Common warnings: Large Clusters

The selection of match keys is crucial to the performance and resource requirements of mHUB.

All incoming data is stored in memory in 'clusters' of similar records (i.e. candidates for comparison). These clusters are determined by the match keys in use. When incoming data is added to an existing cluster, the new data is compared to the existing data in that cluster.

A match key that is too loose will result in large clusters. This is bad because it increases the number of comparisons required and decreases performance. Cluster size is limited by the maximumClusterSize setting. See the mHUB Configuration Guide. Other Settings. The default cluster size is 200.

Once a cluster grows to the maximum cluster size, mHUB will stop comparing records in that cluster, potentially missing matches. Whenever this happens a warning message is logged, e.g.

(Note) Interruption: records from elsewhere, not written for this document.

PR #840, opened 2021-06-25
Remove Prometheus duration prefix, remove duplicate method

Sean-Holcomb:
- Refactored time.go so that I could delete duplicates of methods that it contained and moved from package util to timeutil
- Added tests for ParseDuration
- Create method to remove Prometheus "offset " prefix from stings and added to some methods
- Replace string parameters with duration parameter

CS PR: https://github.com/kubecost/kubecost-cost-model/pull/458

Testing: 
Tested on GCP cluster, removing error messages

```
Error returned to client: error parsing offset (offset 3h): error parsing duration: offset 3h did not match expected format [0-9+](s|m|d|h)
```

and

```
Error] Asset ETL: ComputeAssets: clusterManagementQuery: Prometheus communication error: 400 (Bad Request) URL: 'http://kubecost-thanos-query-frontend-http.kubecost:10902/api/v1/query?max_source_resolution=5m&query=sum_over_time%28%28avg%28kubecost_cluster_management_cost%29+by+%28cluster_id%29%29%5B0m%3A1m%5D+offset+180m%29+%2A+0.016667' Headers: '{ Access-Control-Allow-Origin: [ * ], Content-Length: [ 103 ], Content-Type: [ application/json ], Date: [ Fri, 25 Jun 2021 17:00:29 GMT ], Vary: [ Accept-Encoding ], Access-Control-Allow-Headers: [ Accept, Accept-Encoding, Authorization, Content-Type, Origin ], Access-Control-Allow-Methods: [ GET, OPTIONS ], Access-Control-Expose-Headers: [ Date ], Cache-Control: [ no-store ] }', Body: '{"status":"error","errorType":"bad_data","error":"1:71: parse error: duration must be greater than 0"}
```
 and confirmed that affected endpoint clusterCostsOverTime and clusterCoster handle the offset and window parameters in the same way as they did before

### DIFF
--- a/pkg/cloud/gcpprovider.go
+++ b/pkg/cloud/gcpprovider.go
@@ -135,7 +135,7 @@ func (gcp *GCP) GetLocalStorageQuery(window, offset time.Duration, rate bool, us
 		baseMetric = "container_fs_usage_bytes"
 	}
 
-	fmtOffset := timeutil.DurationToPromString(offset)
+	fmtOffset := timeutil.DurationToPromOffsetString(offset)
 
 	fmtCumulativeQuery := `sum(
 		sum_over_time(%s{device!="tmpfs", id="/"}[%s:1m]%s)
--- a/pkg/cloud/gcpprovider.go
+++ b/pkg/cloud/gcpprovider.go
@@ -3,6 +3,7 @@ package cloud
 import (
 	"context"
 	"fmt"
+	"github.com/kubecost/cost-model/pkg/util/timeutil"
 	"io"
 	"io/ioutil"
 	"math"
@@ -124,7 +125,7 @@ func gcpAllocationToOutOfClusterAllocation(gcpAlloc gcpAllocation) *OutOfCluster
 
 // GetLocalStorageQuery returns the cost of local storage for the given window. Setting rate=true
 // returns hourly spend. Setting used=true only tracks used storage, not total.
-func (gcp *GCP) GetLocalStorageQuery(window, offset string, rate bool, used bool) string {
+func (gcp *GCP) GetLocalStorageQuery(window, offset time.Duration, rate bool, used bool) string {
 	// TODO Set to the price for the appropriate storage class. It's not trivial to determine the local storage disk type
 	// See https://cloud.google.com/compute/disks-image-pricing#persistentdisk
 	localStorageCost := 0.04
@@ -134,10 +135,7 @@ func (gcp *GCP) GetLocalStorageQuery(window, offset string, rate bool, used bool
 		baseMetric = "container_fs_usage_bytes"
 	}
 
-	fmtOffset := ""
-	if offset != "" {
-		fmtOffset = fmt.Sprintf("offset %s", offset)
-	}
+	fmtOffset := timeutil.DurationToPromString(offset)
 
 	fmtCumulativeQuery := `sum(
 		sum_over_time(%s{device!="tmpfs", id="/"}[%s:1m]%s)
@@ -151,8 +149,9 @@ func (gcp *GCP) GetLocalStorageQuery(window, offset string, rate bool, used bool
 	if rate {
 		fmtQuery = fmtMonthlyQuery
 	}
+	fmtWindow := timeutil.DurationString(window)
 
-	return fmt.Sprintf(fmtQuery, baseMetric, window, fmtOffset, env.GetPromClusterLabel(), localStorageCost)
+	return fmt.Sprintf(fmtQuery, baseMetric, fmtWindow, fmtOffset, env.GetPromClusterLabel(), localStorageCost)
 }
 
 func (gcp *GCP) GetConfig() (*CustomPricing, error) {
--- a/pkg/costmodel/aggregation.go
+++ b/pkg/costmodel/aggregation.go
@@ -196,7 +196,7 @@ func GetTotalContainerCost(costData map[string]*CostData, rate string, cp cloud.
 	return totalContainerCost
 }
 
-func (a *Accesses) ComputeIdleCoefficient(costData map[string]*CostData, cli prometheusClient.Client, cp cloud.Provider, discount float64, customDiscount float64, windowString, offset string) (map[string]float64, error) {
+func (a *Accesses) ComputeIdleCoefficient(costData map[string]*CostData, cli prometheusClient.Client, cp cloud.Provider, discount float64, customDiscount float64, window, offset time.Duration) (map[string]float64, error) {
 	coefficients := make(map[string]float64)
 
 	profileName := "ComputeIdleCoefficient: ComputeClusterCosts"
@@ -204,12 +204,12 @@ func (a *Accesses) ComputeIdleCoefficient(costData map[string]*CostData, cli pro
 
 	var clusterCosts map[string]*ClusterCosts
 	var err error
-
-	key := fmt.Sprintf("%s:%s", windowString, offset)
+	fmtWindow, fmtOffset := timeutil.DurationOffsetStrings(window, offset)
+	key := fmt.Sprintf("%s:%s", fmtWindow, fmtOffset)
 	if data, valid := a.ClusterCostsCache.Get(key); valid {
 		clusterCosts = data.(map[string]*ClusterCosts)
 	} else {
-		clusterCosts, err = a.ComputeClusterCosts(cli, cp, windowString, offset, false)
+		clusterCosts, err = a.ComputeClusterCosts(cli, cp, window, offset, false)
 		if err != nil {
 			return nil, err
 		}
@@ -225,7 +225,7 @@ func (a *Accesses) ComputeIdleCoefficient(costData map[string]*CostData, cli pro
 		}
 
 		if costs.TotalCumulative == 0 {
-			return nil, fmt.Errorf("TotalCumulative cluster cost for cluster '%s' returned 0 over window '%s' offset '%s'", cid, windowString, offset)
+			return nil, fmt.Errorf("TotalCumulative cluster cost for cluster '%s' returned 0 over window '%s' offset '%s'", cid, fmtWindow, fmtOffset)
 		}
 
 		totalContainerCost := 0.0
@@ -1492,11 +1492,9 @@ func (a *Accesses) ComputeAggregateCostModel(promClient prometheusClient.Client,
 			}
 		}
 
-		// Convert to Prometheus-compatible strings
-		durStr, offStr := timeutil.DurationOffsetStrings(dur, off)
-
-		idleCoefficients, err = a.ComputeIdleCoefficient(costData, promClient, a.CloudProvider, discount, customDiscount, durStr, offStr)
+		idleCoefficients, err = a.ComputeIdleCoefficient(costData, promClient, a.CloudProvider, discount, customDiscount, dur, off)
 		if err != nil {
+			durStr, offStr := timeutil.DurationOffsetStrings(dur, off)
 			log.Errorf("ComputeAggregateCostModel: error computing idle coefficient: duration=%s, offset=%s, err=%s", durStr, offStr, err)
 			return nil, "", err
 		}
@@ -1744,10 +1742,16 @@ func (a *Accesses) warmAggregateCostModelCache() {
 	// for the given duration. Cache is intentionally set to expire (i.e. noExpireCache=false) so that
 	// if the default parameters change, the old cached defaults with eventually expire. Thus, the
 	// timing of the cache expiry/refresh is the only mechanism ensuring 100% cache warmth.
-	warmFunc := func(duration, durationHrs, offset string, cacheEfficiencyData bool) (error, error) {
+	warmFunc := func(duration, offset time.Duration, cacheEfficiencyData bool) (error, error) {
+		if a.ThanosClient != nil {
+			duration = thanos.OffsetDuration()
+			log.Infof("Setting Offset to %s", duration)
+		}
+		fmtDuration, fmtOffset := timeutil.DurationOffsetStrings(duration, offset)
+		durationHrs, err := timeutil.DayDurationToHourDuration(fmtDuration)
 		promClient := a.GetPrometheusClient(true)
 
-		windowStr := fmt.Sprintf("%s offset %s", duration, offset)
+		windowStr := fmt.Sprintf("%s fmtOffset %s", fmtDuration, fmtOffset)
 		window, err := kubecost.ParseWindowUTC(windowStr)
 		if err != nil {
 			return nil, fmt.Errorf("invalid window from window string: %s", windowStr)
@@ -1778,17 +1782,15 @@ func (a *Accesses) warmAggregateCostModelCache() {
 
 		aggKey := GenerateAggKey(window, field, subfields, aggOpts)
 		log.Infof("aggregation: cache warming defaults: %s", aggKey)
-		key := fmt.Sprintf("%s:%s", durationHrs, offset)
+		key := fmt.Sprintf("%s:%s", durationHrs, fmtOffset)
 
 		_, _, aggErr := a.ComputeAggregateCostModel(promClient, window, field, subfields, aggOpts)
 		if aggErr != nil {
 			log.Infof("Error building cache %s: %s", window, aggErr)
 		}
-		if a.ThanosClient != nil {
-			offset = thanos.Offset()
-			log.Infof("Setting offset to %s", offset)
-		}
-		totals, err := a.ComputeClusterCosts(promClient, a.CloudProvider, durationHrs, offset, cacheEfficiencyData)
+
+
+		totals, err := a.ComputeClusterCosts(promClient, a.CloudProvider, duration, offset, cacheEfficiencyData)
 		if err != nil {
 			log.Infof("Error building cluster costs cache %s", key)
 		}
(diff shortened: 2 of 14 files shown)


pkg/util/mapper/mapper.go
```diff
@@ -530,6 +530,8 @@ func durationString(duration time.Duration) string {
 }
 
 func parseDuration(duration string) (time.Duration, error) {
+	// Trim prefix of Prometheus format duration
+	duration = strings.TrimPrefix(duration, "offset ")
```
michaelmdresser, line 534: Should leading whitespace be trimmed before trimming the prefix? I have no idea, not sure how this is used.

pkg/util/time.go
```diff
@@ -66,6 +67,8 @@ func DurationOffsetStrings(duration, offset time.Duration) (string, string) {
 
 // ParseDuration converts a Prometheus-style duration string into a Duration
 func ParseDuration(duration string) (*time.Duration, error) {
+	// Trim prefix of Prometheus format duration
+	duration = strings.TrimPrefix(duration, "offset ")
```
michaelmdresser, line 71: Likewise on trimming whitespace before.

michaelmdresser (approved):
A couple of small questions. Did you test to make sure cluster-sizing is working?

nikovacevic:
Echoing @michaelmdresser, it'd be good to have an idea of how this was tested. (IMO this is a great candidate for unit testing! Shame on me for not writing them in the first place for this function.) Otherwise, it all looks good to me.

One question: did you consider adding these checks to `ParseTimeRange(duration, offset string)` instead? If so, what are the tradeoffs you considered? The reason I ask is that in that function, we know that one of the two represents an offset, so we can be forgiving if someone passes "offset 2d" instead of "2d". In `ParseDuration(duration string)`, it's a bit more strange IMO to check for the word "offset", as it's a much more general function. Curious to hear your thoughts, as the author of the fix!

AjayTripathy:
Let's make sure this is tested, merge this to master, and patch please! Thanks all.

pkg/costmodel/cluster.go
```diff
@@ -71,7 +71,8 @@ type ClusterCostsBreakdown struct {
 // NewClusterCostsFromCumulative takes cumulative cost data over a given time range, computes
 // the associated monthly rate data, and returns the Costs.
 func NewClusterCostsFromCumulative(cpu, gpu, ram, storage float64, window, offset string, dataHours float64) (*ClusterCosts, error) {
-	start, end, err := util.ParseTimeRange(window, offset)
+	offset = timeutil.CleanDurationString(offset)
+	start, end, err := timeutil.ParseTimeRange(window, offset)
```
Sean-Holcomb, line 75: Cleaning offset here because it is used later in this method

pkg/costmodel/cluster.go
```diff
@@ -702,7 +703,8 @@ func ClusterLoadBalancers(cp cloud.Provider, client prometheus.Client, duration,
 // ComputeClusterCosts gives the cumulative and monthly-rate cluster costs over a window of time for all clusters.
 func (a *Accesses) ComputeClusterCosts(client prometheus.Client, provider cloud.Provider, window, offset string, withBreakdown bool) (map[string]*ClusterCosts, error) {
 	// Compute number of minutes in the full interval, for use interpolating missed scrapes or scaling missing data
-	start, end, err := util.ParseTimeRange(window, offset)
+	offset = timeutil.CleanDurationString(offset)
+	start, end, err := timeutil.ParseTimeRange(window, offset)
```
Sean-Holcomb, line 707: Cleaning offset here because it is used later in this method

pkg/util/timeutil/timeutil.go
```diff
@@ -223,3 +150,92 @@ func (jt *JobTicker) TickIn(d time.Duration) {
...
+		return nil, fmt.Errorf("error parsing duration: %s did not match expected format [0-9+](s|m|d|h)", duration)
+	}
+
+	dur := time.Duration(amount) * unit
+	return &dur, nil
+}
+
+// CleanDurationString removes prometheus formatted prefix "offset " allong with leading a trailing whitespace
+// from duration string, leaving behind a string with format [0-9+](s|m|d|h)
+func CleanDurationString(duration string) string {
```
Sean-Holcomb, line 190: This is the main new method

pkg/costmodel/cluster.go
```diff
@@ -702,7 +703,8 @@ func ClusterLoadBalancers(cp cloud.Provider, client prometheus.Client, duration,
 // ComputeClusterCosts gives the cumulative and monthly-rate cluster costs over a window of time for all clusters.
 func (a *Accesses) ComputeClusterCosts(client prometheus.Client, provider cloud.Provider, window, offset string, withBreakdown bool) (map[string]*ClusterCosts, error) {
```
mbolt35, line 704: Looping in @nikovacevic here because I know he normalize a lot of the window/offset input, but should we aim to accept a `time.Duration` in the non-http handler functions? With the motivation to remove the awkward inclusion of a `timeutil.CleanDurationString` call? The http handlers can use `queryParams.GetDuration(...)` (which should include CleanDurationString internally), and the rest of the APIs can just reliably accept a `time.Duration`. Appreciate thoughts from @michaelmdresser and @Sean-Holcomb as well.

Sean-Holcomb: I'm onboard with that idea. I already felt like I was getting out of scope for this bug fix with the package change, but that sounds like the right approach to something I felt was a little awkward too. Just sounds like some more hack and slash clean up.

nikovacevic: Agree that `timeutil.CleanDurationString` is awkward, and requires every engineer both to know and to remember to call that function all the time. Ideally this kind of thing would be patched in one place and "just work." (For instance, in a previous review of this PR, I asked why this logic couldn't simply be added to the beginning of `ParseTimeRange` for only the `offset string` parameter, and never got a response, but the question stands.)

I'm 100% in favor of @mbolt35's recommendation of only allowing `window` and `offset` to be passed as strings where required by the circumstance (e.g. HTTP parameters) and to be of type `time.Duration` everywhere else. That said, I also don't want to blow up scope.

@Sean-Holcomb in your judgment, is this a pervasive and serious enough issue to warrant a deep clean up effort right now? Or can we fix the originally-scoped bug with a cleaner, simpler implementation and leave deep-cleaning refactors of duration and offset strings for a future clean-up task?

mbolt35: I think it's worth the time if you're already in there - This already makes a big difference IMO - the duplication of this method in a few places was starting to become unwieldy.

Sean-Holcomb: @nikovacevic sorry for not responding to that comment, but you should know that it did lead me to delete some more duplicate code. Moving it ParseTimeRange method doesn't really change the need for the awkward placements at higher up in the call chain, because the string itself is causing problems when it is used for Prometheus queries it becomes "offset offset 3h". Both of this methods return a time that is used in a different way

mbolt35:
Thing change is long overdue, thank you @Sean-Holcomb for taking it on. Great work! 

Generally, do we feel like we've covered the main use-cases in our tests? I agree with @nikovacevic that this is a perfect example of functionality we should have have good unit test coverage for.

pkg/costmodel/cluster.go
michaelmdresser: Also strongly in favor of parsing strings into useful types in advance so we don't have to later. I'll defer to @Sean-Holcomb to determine the scoping of immediately changing this across the codebase vs. delaying.

pkg/util/timeutil/timeutil.go
```diff
@@ -1,8 +1,9 @@
-package util
+package timeutil
```
michaelmdresser, line 1: @nikovacevic @mbolt35 I don't really want to block on this, but this is once again an instance of package naming being really annoying. I think it would be awesome to name this package `time` and then use `util.time.Foo` but darn Go would make us `import timeutil "github.com/kubecost/cost-model/pkg/util/time"` instead pretty much everywhere. What do you think of, in general, this kind of package naming to avoid overloading stdlib stuff vs. aliasing imports?

mbolt35: I am fine either way -- in general, I suggested the `timeutil` package because go conventions use `http` as an example. They say "don't name your package `util` and don't name it `http` (stdlib collision), but name it `httputil`" -- I, of course, agree with you, but I am just defaulting to their suggestions in the event that it somehow makes life easier. I don't know though :(

mbolt35: https://blog.golang.org/package-names

"Avoid meaningless package names. Packages named util, common, or misc provide clients with no sense of what the package contains. This makes it harder for clients to use the package and makes it harder for maintainers to keep the package focused. Over time, they accumulate dependencies that can make compilation significantly and unnecessarily slower, especially in large programs. And since such package names are generic, they are more likely to collide with other packages imported by client code, forcing clients to invent names to distinguish them."

and ...

"Avoid unnecessary package name collisions. While packages in different directories may have the same name, packages that are frequently used together should have distinct names. This reduces confusion and the need for local renaming in client code. For the same reason, avoid using the same name as popular standard packages like io or http."

nikovacevic: I believe @mbolt35 found a Go-related resource that espoused the idea of naming packages, e.g. `httputil` instead of `util`. Which is an idea I like, for the sake of specificity. So I actually think the right move is to name the package `timeutil`, and to refactor the rest of `pkg/util` into `pkg/util/xyzutil`. What do you think about that idea?

pkg/cloud/gcpprovider.go
```diff
@@ -134,10 +135,7 @@ func (gcp *GCP) GetLocalStorageQuery(window, offset string, rate bool, used bool
 		baseMetric = "container_fs_usage_bytes"
 	}
 
-	fmtOffset := ""
-	if offset != "" {
-		fmtOffset = fmt.Sprintf("offset %s", offset)
-	}
+	fmtOffset := timeutil.DurationToPromString(offset)
```
nikovacevic, line 138: Why does this use `timeutil.DurationToPromString`, but for `window` below we use `timeutil.DurationString`?

pkg/costmodel/aggregation.go
```diff
@@ -1743,10 +1742,16 @@ func (a *Accesses) warmAggregateCostModelCache() {
...
+		if a.ThanosClient != nil {
+			duration = thanos.OffsetDuration()
+			log.Infof("Setting Offset to %s", duration)
+		}
+		fmtDuration, fmtOffset := timeutil.DurationOffsetStrings(duration, offset)
+		durationHrs, err := timeutil.DayDurationToHourDuration(fmtDuration)
 		promClient := a.GetPrometheusClient(true)
 
-		windowStr := fmt.Sprintf("%s offset %s", duration, offset)
+		windowStr := fmt.Sprintf("%s fmtOffset %s", fmtDuration, fmtOffset)
```
nikovacevic, line 1754: This looks suspicious.

nikovacevic: Was this particular path tested? Seems difficult, perhaps, but also we should be extremely careful with sweeping changes like the ones in this PR because if little errors like this one.

pkg/costmodel/aggregation.go
```diff
@@ -1743,10 +1742,16 @@ func (a *Accesses) warmAggregateCostModelCache() {
...
 	// if the default parameters change, the old cached defaults with eventually expire. Thus, the
 	// timing of the cache expiry/refresh is the only mechanism ensuring 100% cache warmth.
-	warmFunc := func(duration, durationHrs, offset string, cacheEfficiencyData bool) (error, error) {
+	warmFunc := func(duration, offset time.Duration, cacheEfficiencyData bool) (error, error) {
+		if a.ThanosClient != nil {
+			duration = thanos.OffsetDuration()
+			log.Infof("Setting Offset to %s", duration)
+		}
+		fmtDuration, fmtOffset := timeutil.DurationOffsetStrings(duration, offset)
+		durationHrs, err := timeutil.DayDurationToHourDuration(fmtDuration)
```
nikovacevic, line 1751: At a glance, I'm not sure I understand what the function `DayDurationToHourDuration` would do. Convert from a `string` to a `time.Duration`? `string` to `string`?

pkg/util/timeutil/timeutil.go
```diff
@@ -50,22 +52,47 @@ func DurationString(duration time.Duration) string {
...
 }
 
+// DurationToPromString returns a Prometheus formatted string with leading offset or empty string if given a negative duration
+func DurationToPromString(duration time.Duration) string {
+	dirStr := DurationString(duration)
+	if dirStr != "" {
+		dirStr = fmt.Sprintf("offset %s", dirStr)
+	}
+	return dirStr
+}
```
nikovacevic, line 70: If I give this function `duration = 30 * time.Minute`, then I get back the string `"offset 30m"`? FWIW the name `DurationToPromString` is misleading here, as not all Prometheus durations need to be prepended with "offset", which also makes it confusing to read the code where this function is used.

nikovacevic: While I'm open to being convinced otherwise, I tend to think we don't need an entire separate function for prepending "offset" on a duration string.

pkg/util/timeutil/timeutil.go
```diff
@@ -50,22 +52,47 @@ func DurationString(duration time.Duration) string {
 			// convert to mins
 			durStr = fmt.Sprintf("%dm", durSecs/SecsPerMin)
 		} else if durSecs > 0 {
-			// default to mins, as long as duration is positive
+			// default to secs, as long as duration is positive
```
nikovacevic, line 55: Good catch!

pkg/costmodel/cluster.go
```diff
@@ -775,10 +770,7 @@ func (a *Accesses) ComputeClusterCosts(client prometheus.Client, provider cloud.
 		queryTotalLocalStorage = fmt.Sprintf(" + %s", queryTotalLocalStorage)
 	}
 
-	fmtOffset := ""
-	if offset != "" {
-		fmtOffset = fmt.Sprintf("offset %s", offset)
-	}
+	fmtOffset := timeutil.DurationToPromString(offset)
```
nikovacevic, line 773: This looks suspicious, unless `timeutil.DurationToPromString` happens to add the string "offset " to the given duration, which would be unexpected.

nikovacevic (commented):
Several comments to address. In particular, there is at least one spot where I believe a bug may be introduced, so we'll want to double-check that.

In general, I'm torn about these kinds of changes. On the one hand, I agree in principle with everyone commenting here that it'd have been better to design all these functions to take `time.Duration` from the beginning. No argument here. And if we could guarantee no bugs, then I'd be excited to welcome these changes wholeheartedly. Unfortunately, I am worried about unintended consequences, especially given that many of these are old functions that are difficult to test. My conservative preference would be to leave most of them alone, only fixing the specific places we know that something is broken, or to thoroughly test every function, which I imagine would take quite some time. It might even be worth discussing whether or not to deprecate as many of these functions as possible, rather than trying to retrofit them. (e.g. do we use aggAPI cache warming any more?)

I'd love opinions from @mbolt35 and @AjayTripathy on this. Perhaps it's just that I'm sensitive because of all the bugs we've encountered this week, but this reading this PR gives me the feeling like it has the potential to do more harm than it prevents.

pkg/util/timeutil/timeutil.go
michaelmdresser: SGTM! I'm glad there's at least some canonical Go advice here. I wouldn't run out and refactor all of `pkg/util` but good to keep in mind for future changes like this.

pkg/util/timeutil/timeutil.go
Sean-Holcomb: I changed the name to DurationToPromOffsetString which I hope is a bit more clear how it is different from the other method. The function does a little more than just prepend, it also checks for empty strings. I agree that the fact that it through you off is a problem, and if you think even with the new name it isn't clear enough what it does, I will remove it. I do still like it better as a utility function.

pkg/costmodel/aggregation.go
Sean-Holcomb: I changed the name to FormatDurationStringDaysToHours

pkg/costmodel/aggregation.go
Sean-Holcomb: It was not, thank you for catching, I fixes and tested the aggregate, but I am not sure that is exactly what needs to be tested with this method

Sean-Holcomb:
@nikovacevic There is definitely the possibility that the refactoring here may cause some bugs, but the thing I think you are overlooking is that previous state of these functions did cause a bug and that is what is being fixed here. If these methods had been dealing in durations to begin with the bug never would have happened. The question is are we okay with leaving bug prone code in the codebase with some messy bandaids on top of it to avoid bugs in the short term, or is it better to risk the short term bugs to try and prevent similar situations down the line? My point here is that there is no guarantee of no bugs. 

I am also all for depreciation since it seems like we have better solutions to these problems now

nikovacevic:
@Sean-Holcomb that makes sense, I definitely appreciate that argument. I do still think that sweeping changes tend to invite new bugs, whereas targeted changes to fix specific, reported bugs tend to have a lower chance of inviting new bugs. At any rate, I support your convictions here and it looks like we support this PR as a team. I'm happy to join Michael in approving this PR now, with the note that we should do an extra-thorough job of regression testing this release. And I hope we can revisit some of these old features with the intent to deprecate soon!

nikovacevic (approved):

Large cluster: key=2 record=23840 records=237

Large cluster: key=2 record=21704 records=232

Large cluster: key=2 record=21348 records=268

Basically, this means there are more than 200 records with a particular key value. If you see these warnings and you are using a loose key like Postcode on its own you should consider tightening it. This warning can be ignored if you are confident that the records that are not being compared on the key in use at the time, will be compared on another key. However, if other match keys are also producing large cluster warnings, then you should definitely either tighten match keys to produce smaller clusters, or increase the maximumClusterSize. If you want to check that other match keys are picking up the missed records for comparison in a dataset that you are using for testing, you can do this:

  • remove all the matched records picked up by any of the keys
  • increase the maximumClusterSize to a value greater than the counts reported in the large cluster warnings, for most clients we find around 800 is sufficient to let in matches but minimize loss of performance.
  • rerun the matching using the same keys on a deduped dataset and see if it detects additional matches.